PENERIMA PEMBAYARAN BERIKTIKAD BURUK
Jika orang yang menerima pembayaran itu beriktikad buruk karna seharusnya tidak di bayarkan
kepadanya,dia di wajibkan mengembalikan pembayaran yang bukan hak nyaitu di tambah dengan

bunga dan hasil-hasilnya.terhitung sejak hari pembayaran tanpa mengurangi penggantian


biaya,kerugian,dan bunga jika bendanya telah merosot nilai nya pasal 1362 ayat(1) KUHPdt)

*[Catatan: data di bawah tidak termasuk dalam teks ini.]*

PR #8575, opened 2023-08-11
Reject ratelimit configs that are missing required values.

elcasteel:
# Description
Add checks for the presence of the required fields for ratelimit actions (spelled out here: https://www.envoyproxy.io/docs/envoy/latest/api-v3/config/route/v3/route_components.proto#config-route-v3-ratelimit-action) in the rate limit plugins. Reject the config if they are empty instead of letting Envoy fail. 
This change will also require updates in solo-projects and should not merge until those changes are tested

## API changes
The proto is already annotated to require these fields but we don't pass that through to our CRDs. 

## Docs changes
Docs show that these fields are required based on proto, and this change is enforcing the requirements.

# Context
I ran across this reproducing a different ratelimit translation issue and decided it was worth fixing. 

## Testing steps
Added unit test.
Manual testing and e2e test will happen on solo-projects PR.
## Notes for reviewers

You can use the envoy docs for ratelimit actions to verify that I got everything: https://www.envoyproxy.io/docs/envoy/latest/api-v3/config/route/v3/route_components.proto#config-route-v3-ratelimit-action

# Checklist:


davidjumani (dismissed):

changelog/v1.16.0-beta1/rl-nil-checks.yaml
```diff
@@ -0,0 +1,5 @@
+changelog:
+  - type: FIX
+    issueLink: https://github.com/solo-io/gloo/issues/8573
+    resolvesIssue: false
+    description: Check for empty values in fields that are required by Envoy for RateLimitActions.
```
sam-heilbron, line 5: nit: Since this is a fix, and the changelogs can be consumed by customers, can we clarify before this fix what field/value combination would produce what behavior, and after this fix what hte new behavior is?

projects/gloo/pkg/plugins/ratelimit/raw_util.go
```diff
@@ -16,30 +19,44 @@ import (
 // to treat those descriptors differently (for the set-style rate-limit API)
 const SetDescriptorValue = "solo.setDescriptor.uniqueValue"
 
+// TODO: this error and handling around it can be removed if we eventually generate CRDs with required values from the ratelimit proto.
```
sam-heilbron, line 22: I like this callout. Could we create an open sourece github issue to track the feature request of making proto field labels interpreted by our schema generation tool? I think things like: required and gte,lte would be nice additions. We could even link that issue in the comment here

projects/gloo/pkg/plugins/ratelimit/raw_util.go
```diff
@@ -16,30 +19,44 @@ import (
...
+			}
 			ret = append(ret, rl)
 		}
 	}
-	return ret
+	return ret, allErrors
 }
 
-func ConvertActions(ctx context.Context, actions []*solo_rl.Action) []*envoy_config_route_v3.RateLimit_Action {
+func ConvertActions(ctx context.Context, actions []*solo_rl.Action) ([]*envoy_config_route_v3.RateLimit_Action, error) {
```
sam-heilbron, line 50: nit: Since this is exported, could we add a docstring?

sam-heilbron (commented):
LGTM! Small nits but I'm happy to approve

sam-heilbron (approved):
🚀

jbohanon (approved):

PR #8589, opened 2023-08-16
ci: Fix check skip directives script

davidjumani:
# Description

This fixes a bug in [process-skip-directives script](https://github.com/solo-io/gloo/blob/main/ci/github-actions/process-skip-directives/script.sh#L28) that checks the changelog from main instead of the base branch

# Context

This causes issues when raising PRs against older branches as this can result in including changelogs from main which may contain the skip directives that can lead to kube tests being skipped

# Checklist:


sam-heilbron (dismissed):
🚀 

LGTM! If you want, you can also push a commit that uses the skip directive to prove that they are skipped properly still (and it will allow this to merge sooner)

sam-heilbron (approved):

PR #8597, opened 2023-08-18
ci: Fix skip directives script failing on merge

davidjumani:
# Description

Fixes the failing https://github.com/solo-io/gloo/blob/main/ci/github-actions/process-skip-directives/script.sh when it runs on merge - caused when githubBaseRef` is not defined
```
Prepare all required actions
Run ./.github/workflows/composite-actions/process-skip-directives
Run ./ci/github-actions/process-skip-directives/script.sh 
+ skipKubeTestsDirective=skipCI-kube-tests:true
+ shouldSkipKubeTests=false
+ skipDocsBuildDirective=skipCI-docs-build:true
+ shouldSkipDocsBuild=false
+ githubBaseRef=
++ git diff origin/ HEAD --name-only
++ grep changelog/
fatal: ambiguous argument 'origin/': unknown revision or path not in the working tree.
Use '--' to separate paths from revisions, like this:
'git <command> [<revision>...] -- [<file>...]'
+ changelog=
Error: Process completed with exit code 1.
```

## CI changes

Fixed the script to not error out when `githubBaseRef` is not defined

# Tests

When the base branch is passed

PENERIMA PEMBAYARAN BERIKTIKAD BAIK

Akan tetapi jika orang yang menerima suatu benda sebagai pembayaran yang tidak di
wajibkan itu dengan iktikad baik,kemudian dia menjual benda tersebut dia hanya di
wajibkan mengembalikan harga benda itu.
Orang yang menerima pengembalian benda itu di wajibkan mengganti segala pengeluaran
yang perlu guna keselamatan benda tersebut.jika pengeluaran itu tidak atau belum di
ganti,orang yang menguasai benda itu berhak menahan bendanya samapi pengeluaran itu
di lunasi (pasal 1364 KUHPdt)

G.HAPUSNYA PERIKATAN

1.pembayaran

Yang di maksud dengan pembayaran dalam hal ini tidak hanya meliputi penyerahan
sejumlah uang tetapi juga penyerahan suatu benda.dengan kata lain perikatan berakhir
karna pembayaran dan penyerahan benda.
Jadi,dalam hal objek perikatan adalah sejumlah uang.maka perikatan berakhir dengan
pembayaran hutang.

Supaya penawaran pembayaran itu sah.perlu di penuhi syarat-syarat:

a.di lakukan kepada kreditor atau kuasanya;

b.di lakukan oleh debitor yang wenang membayar;

c.mengenai semua uang pokok,bunga,dan biaya yang telah di tetap kan;


d.waktu yang di tetapkan telah tiba;

e.syarat di mana utang di buat telah terpenuhi;

f.penawaran pembayaran di lakukan di tempat yang telah di tetapakn atau tempat yang
telah di setujui;dan
g.penawaran pembayaran di lakuan oleh notaris atay juruvsita di sertai oleh dua orang saksi.